§ Work to be completed: From the entries that follow, reproduce exactly and only the lines from the line with "PR #421, opened 2021-02-19" to the line with "As I'm digging", endpoints included.

§ Data provided:

==============================

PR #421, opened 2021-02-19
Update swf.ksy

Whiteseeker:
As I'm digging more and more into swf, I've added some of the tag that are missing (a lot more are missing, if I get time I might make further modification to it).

==============================

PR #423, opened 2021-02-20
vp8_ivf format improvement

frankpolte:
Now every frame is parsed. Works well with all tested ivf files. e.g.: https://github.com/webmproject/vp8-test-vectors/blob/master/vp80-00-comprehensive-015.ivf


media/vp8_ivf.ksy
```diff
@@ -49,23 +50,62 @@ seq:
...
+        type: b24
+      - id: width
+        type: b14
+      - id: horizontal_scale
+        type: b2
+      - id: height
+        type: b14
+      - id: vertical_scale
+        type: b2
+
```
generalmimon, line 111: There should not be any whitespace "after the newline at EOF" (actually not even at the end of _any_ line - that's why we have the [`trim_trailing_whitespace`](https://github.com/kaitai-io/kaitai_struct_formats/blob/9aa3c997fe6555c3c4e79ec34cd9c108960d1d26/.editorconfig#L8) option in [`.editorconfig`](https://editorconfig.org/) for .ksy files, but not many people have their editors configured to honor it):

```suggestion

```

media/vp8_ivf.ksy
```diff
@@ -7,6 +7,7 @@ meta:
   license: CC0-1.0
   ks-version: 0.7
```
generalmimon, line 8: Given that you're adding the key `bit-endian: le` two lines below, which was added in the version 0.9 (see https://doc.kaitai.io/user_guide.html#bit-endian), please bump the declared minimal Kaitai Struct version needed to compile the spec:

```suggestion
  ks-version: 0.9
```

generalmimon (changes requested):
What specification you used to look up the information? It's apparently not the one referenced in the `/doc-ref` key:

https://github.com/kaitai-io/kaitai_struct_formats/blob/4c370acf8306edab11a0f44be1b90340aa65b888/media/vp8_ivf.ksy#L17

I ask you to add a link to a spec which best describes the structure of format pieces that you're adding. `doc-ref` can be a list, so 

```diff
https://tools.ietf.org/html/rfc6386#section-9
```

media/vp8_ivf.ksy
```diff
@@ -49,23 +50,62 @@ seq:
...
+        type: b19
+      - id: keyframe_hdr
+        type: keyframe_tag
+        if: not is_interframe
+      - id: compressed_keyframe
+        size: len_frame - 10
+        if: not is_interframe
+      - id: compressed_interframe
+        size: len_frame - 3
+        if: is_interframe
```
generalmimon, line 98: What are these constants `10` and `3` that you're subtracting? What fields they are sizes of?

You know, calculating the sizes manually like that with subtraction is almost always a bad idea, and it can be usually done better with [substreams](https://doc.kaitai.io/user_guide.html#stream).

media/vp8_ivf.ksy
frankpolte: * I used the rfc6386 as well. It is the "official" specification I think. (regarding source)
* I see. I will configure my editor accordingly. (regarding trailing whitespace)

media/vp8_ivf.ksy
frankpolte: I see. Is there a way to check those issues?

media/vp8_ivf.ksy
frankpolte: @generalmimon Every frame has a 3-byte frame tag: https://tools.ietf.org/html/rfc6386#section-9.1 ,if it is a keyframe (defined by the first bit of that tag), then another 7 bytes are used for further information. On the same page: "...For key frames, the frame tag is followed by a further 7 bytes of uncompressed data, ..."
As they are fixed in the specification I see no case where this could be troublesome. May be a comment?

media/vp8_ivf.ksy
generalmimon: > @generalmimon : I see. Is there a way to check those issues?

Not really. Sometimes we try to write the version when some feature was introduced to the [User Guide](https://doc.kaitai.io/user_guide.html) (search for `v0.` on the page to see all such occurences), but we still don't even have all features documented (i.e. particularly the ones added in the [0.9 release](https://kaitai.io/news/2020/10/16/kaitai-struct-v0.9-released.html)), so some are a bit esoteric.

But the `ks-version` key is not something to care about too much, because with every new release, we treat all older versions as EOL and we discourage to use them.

==============================

§ Result of the exercise:
PR #421, opened 2021-02-19
Update swf.ksy

Whiteseeker:
As I'm digging more and more into swf, I've added some of the tag that are missing (a lot more are missing, if I get time I might make further modification to it).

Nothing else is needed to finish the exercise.